▶ _Exercise prompt_
Using the material below, work out how many lines contain the word "aclgen". Reply with the number and nothing more.

▶ _Material for this exercise_

PR #55, opened 2016-04-06
Add aclgen smoketests

jzohrab:
This is a preparatory PR that should let us add characterization tests to the existing code.  It adds some simple smoke tests to `aclgen.py`, generating to the existing project folders.  The output is _not_ checked, these are smoke tests only.

The tests can be run from the project root dir with `$ python -m unittest discover`.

▶ _Finished task_
2